Task objective:
If a line in the data below holds the word "algorithm", copy it.

# # # # # # #

PR #913, opened 2026-08-21
Improvement of integer to ascii conversion for the sm83

Phidias618:
Here are the speed of the previous implementation of utoa
- 1 digit : 40ish cycles
- 2 digits : 140ish cycles
- 3 digits : 230ish cycles
- 4 digits : 340ish cycles
- 5 digits : 430ish cycles

Here are the speed of the new implementation in the average/worst case
- 1 digit : 51/51 cycles
- 2 digits : 80ish/103 cycles
- 3 digits : 110ish/162 cycles
- 4 digits : 150ish/227 cycles
- 5 digits : 190ish/276 cycles

Except for the 1 digit case, which is a bit slower, every other case is much faster.
The new implementation is also 22 bytes smaller.

### DIFF
--- a/gbdk-lib/libc/asm/sm83/itoa.s
+++ b/gbdk-lib/libc/asm/sm83/itoa.s
@@ -40,135 +40,89 @@ _uitoa::
     push hl               ; put the return address back
 .utoa::                         ; convert unsigned int into ascii
     ; input :
-	;  - de (x) : the 16 bit unsigned number to convert to ascii
-	;  - bc (dst) : the pointer to the destination string
-
-    ld h, b
-	ld l, c
-
-	push bc
-	ld bc, #10
-	jr 4$
-0$:
-	push hl
+	;  - de : the 16 bit unsigned number to convert to ascii
+	;  - bc (dst) : the pointer of the destination string
+	; bc is preserved by this function
 	
-	; compute an approximation of x / 10
-	; by using the approximation 1/10 ~ 0.0001100110011
-	
-	ld b, e
-	ld c, d
+	ld a, #'0'
+	push bc				; save dst
 
-	ld l, e
-	ld h, d
-	xor a
-.rept 3
-	add hl, hl
-	adc a
-.endm
-	ld e, h
-	ld d, a	
-	
-	add hl, hl
-	adc a
-	ld l, h
-	ld h, a
+	ld hl, #-10000		
 	add hl, de
+	jr c, 0$			; 5 digit number ?
 	
-	ld e, b
-	xor a
-	ld b, a
+	ld hl, #-1000
+	add hl, de
+	jr c, 2$			; 4 digit number ?
 	
-	add hl, bc
-	srl c
-	add hl, bc
-
-	srl c
-	srl c
-	srl c
-	add hl, bc
-	srl c
-	add hl, bc
+	ld hl, #-100
+	add hl, de
+	jr c, 4$			; 3 digit number ?
 	
-	; computes an approximation of the remainder 
-	; by using the computed approximation of x / 10
-	; it will always be in the range [0; 75]
-	sub l
-	add a
-	add a
-	sub l
-	add a
-	add e				; e = x - 10 * hl
-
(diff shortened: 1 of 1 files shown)


bbbbbr:
Given that there have been bugs found and fixed as part of the process for some of the previous PRs we'd like to see some kind of extensive test coverage (as an attachment to the ticket) that helps validate correctness for each of these library PRs.

It's expected of course that the difficulty of setting up tests may vary based on the particular code and whether it's interacting with things like safe vram timing, etc.

That helps lower the work somewhat on our end. We appreciate the contributions to optimizing the library, and it has to be balanced against how much time and effort is required on our end trying to ensure that merged PRs don't introduce regressions.

Phidias618:
> Given that there have been bugs found and fixed as part of the process for some of the previous PRs we'd like to see some kind of extensive test coverage (as an attachment to the ticket) that helps validate correctness for each of these library PRs.
> 
> It's expected of course that the difficulty of setting up tests may vary based on the particular code and whether it's interacting with things like safe vram timing, etc.
> 
> That helps lower the work somewhat on our end. We appreciate the contributions to optimizing the library, and it has to be balanced against how much time and effort is required on our end trying to ensure that merged PRs don't introduce regressions.

Could i know what went wrong with the other PR such that it got reverted?

As for this PR, i used the exact same tests as my previous PR that changes integer to ascii conversion to verify the correctness of the new algorithm. I might as well share it again here (i already shared it on discord a few month ago, but its easier that i just share it again here)
[new_uitoa_test.txt](https://github.com/user-attachments/files/31355541/new_uitoa_test.txt)
I can confirm that all test passes.
As for the cycle count i gave, i apologize because the new counts are a bit off, but not by much. 
It turns out i overestimated a few duration (but none has been underestimated though, which means this PR is even better than i expected). 
Each average duration is accurate with a margin of 5 cycles, except for the last one, which is closer to 180 cycles than to 190.
As for the maximum durations, here is the new table
- 1 digit : 51 cycles (that has not changed)
- 2 digits : 96 cycles
- 3 digits : 161 cycles 
- 4 digits :  227 cycles (that has also not changed)
- 5 digits : 269 cycles
The new cycle figures were obtained by simply using an emulator that counts cycles and by running it on every possible input, instead of counting cycles by hand (which is inefficient and error prone). I should have done that from the begining, this would have saved me a lot of time.
As a quick sanity check i also checked the accuracy of the speed of the previous implementation, its accurate up to a margin of 10 cycles.

bbbbbr:
With regard to the reverted PR, @untoxa has the details. It sounds like it broke something in CrossZGB.

untoxa:
commit was reverted, because wrapping did not work correctly. CrossZGB backgrounds in games became messed up, i did not have time to investigate and fix, so i had to revert.

Phidias618:
> commit was reverted, because wrapping did not work correctly. CrossZGB backgrounds in games became messed up, i did not have time to investigate and fix, so i had to revert.

Thanks for pointing that out. 
Does the bug still happen when Y coordinate specified in .set_xy_tt is in the [0, 31] range? I am asking because i assumed the Y coordinate to always be in that range, and if it's not then the behaviour is not the same as the previous implementation.
If its not that, then which wrapp arround is not working? The vertical one? the horizontal one? both? Could you share a screenshot?

bbbbbr:
> I am asking because i assumed the Y coordinate to always be in that range, and if it's not then the behaviour is not the same as the previous implementation.

This prompts a couple more things I'd like to see for these PRs going forward:
- What assumptions are made about the inputs, and whether those differ from the previous implementation (or at least what they are understood to be for the previous)
- **Any** changes to output behavior, whether intended or (what is thought to be) potentially unintended

bbbbbr:
> As for this PR, i used the exact same tests as my previous PR that changes integer to ascii conversion to verify the correctness of the new algorithm. I might as well share it again here (i already shared it on discord a few month ago, but its easier that i just share it again here)

Yes, please always attach the materials to the PRs and mention how the testing went. It's much easier to follow that way since things get easily buried in discord.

# # # # # # #

Solution below:
As for this PR, i used the exact same tests as my previous PR that changes integer to ascii conversion to verify the correctness of the new algorithm. I might as well share it again here (i already shared it on discord a few month ago, but its easier that i just share it again here)
> As for this PR, i used the exact same tests as my previous PR that changes integer to ascii conversion to verify the correctness of the new algorithm. I might as well share it again here (i already shared it on discord a few month ago, but its easier that i just share it again here)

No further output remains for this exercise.